After the USSR was dissolved in the early 90s, many Jewish people left the Soviet Union and made Aliyah – hundreds of thousands of people. This immigration wave was so huge and concentrated over a (relatively) short period of time that it brought an immediate housing shortage, mainly in the center of Israel. As a result, an effort has been made by the state to transfer the immigrants to the periphery of Israel, such as Haifa and the Krayot in the north, and Beersheba, Ashdod, and Ashkelon in the south. Families with higher socioeconomic backgrounds managed to move to residential areas of their own choice, but most families remained in the same city that Israel had allocated to them.
It’s important to know this historical background before diving into the new and relevant series Sovietska, created by Dana Abramovich, which aired on Kan11 in 2023. Abramovich wrote the script based on her own life experience growing up in Bet She’an (in northern Israel) to immigrant parents. In Sovietska, Anat is a bright student who studies Math at Tel Aviv University. Her mother (Evgenia Dodina) is an English teacher, her father (Gera Sandler) works at a factory, and her older brother is married and works in high-tech. Anat tries to help her parents navigate Israeli society, while also trying to shield them from it. The series opens with Anat’s father being laid off from his 20-year job at his factory, only to discover that due to a deliberate error on his employer’s part, he isn’t entitled to any compensation. A fight between Anat and a National Insurance official becomes viral and turns her, against her will, into a social media star and the voice of a generation.
The Generation In-Between
Abramovich’s generation is what is considered in Israel the 1.5 generation: those who came to Israel as babies or very young children at the beginning of the 90s or the early 2000s, and had to bridge Hebrew and the Israeli culture to their immigrant parents. They had to manage both their own difficulties of finding belonging and acceptance in the native kindergarten and classroom, and their parents’ hardships in finding a stable job and dealing with exhausting bureaucracy in a language they don’t speak. Adults who were doctors, scientists, and academics in the Soviet Union frequently had to work in lower-income jobs such as cleaning, security, and physical labor due to their language barrier.

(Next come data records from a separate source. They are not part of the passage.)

PR #1980, opened 2020-11-11
Add a per-arena oversize_threshold.

davidtgoldblatt:
This can let manual arenas trade off memory and CPU the way auto arenas do.

PR #2460, opened 2023-06-06
Fix the arena selection for oversized allocations.

interwq:
Use the per-arena oversize_threshold, instead of the global setting.

For the context, a per-arena oversize_threshold mallctl was added in #1980, but the arena selection part wasn't updated and was still using the opt runtime value. Fix that to unblock first. I'll add tests around this later.


Svetlitski (approved):
Logic checks out, looks good to me!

Due to these challenges, both mental and emotional, many adults who came to Israel from the former USSR found solace in their own tight-knit communities. These communities enjoyed the same traditions, cuisine, music, theater, and culture, and protected their members from harmful stereotypes that existed outside. The inhospitable attitude of some of the native Israelis, who had difficulty adjusting to the scale of this immigration wave, made it even more difficult to integrate. The 1.5 generation found itself stuck in between: speaking Russian or Ukrainian at home and Hebrew on the street, celebrating traditions and holidays with their families that weren’t even mentioned at school, and overall not feeling like they fully belonged, neither here nor there.

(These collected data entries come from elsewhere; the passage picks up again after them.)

PR #411, opened 2023-01-27
add option to limit grpc logging length

leiyiz:
**What type of PR is this?**
/kind feature

ListVolume call generates tons of log items because by default the entirety of the grpc response body gets logged out. That consumes log space really fast and we want to limit how much can be logged in the same message.

adding a flag to optionally limit GRPC log message length to fix this issue.

Fixes #

```release-note
Logging for gRPC call can now be limited configurably with flag `--grpc-log-char-cap`
```

### DIFF
--- a/cmd/csi-attacher/main.go
+++ b/cmd/csi-attacher/main.go
@@ -76,6 +76,8 @@ var (
 
 	kubeAPIQPS   = flag.Float64("kube-api-qps", 5, "QPS to use while communicating with the kubernetes apiserver. Defaults to 5.0.")
 	kubeAPIBurst = flag.Int("kube-api-burst", 10, "Burst to use while communicating with the kubernetes apiserver. Defaults to 10.")
+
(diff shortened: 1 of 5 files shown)


cmd/csi-attacher/main.go
```diff
@@ -76,6 +76,8 @@ var (
 
 	kubeAPIQPS   = flag.Float64("kube-api-qps", 5, "QPS to use while communicating with the kubernetes apiserver. Defaults to 5.0.")
 	kubeAPIBurst = flag.Int("kube-api-burst", 10, "Burst to use while communicating with the kubernetes apiserver. Defaults to 10.")
+
+	grpcLogCharCap = flag.Int("grpc-log-char-cap", -1, "The maximum amount of characters logged for every grpc responses. Defaults to no limit")
```
ggriffiths, line 80: Maybe name this `max-grpc-log-length`? This would match the grpc function more closely.

leiyiz: done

Sovietska manages to shed light on this important conflict in a nuanced, funny, and touching way, balancing drama and comedy without losing touch with reality. With a cast of wonderful actors and actresses, all with similar autobiographical backgrounds (which heightens the impact), Sovietska will undoubtedly teach its viewers a lesson or two, without giving up the artistic value of a very clever and engaging television series.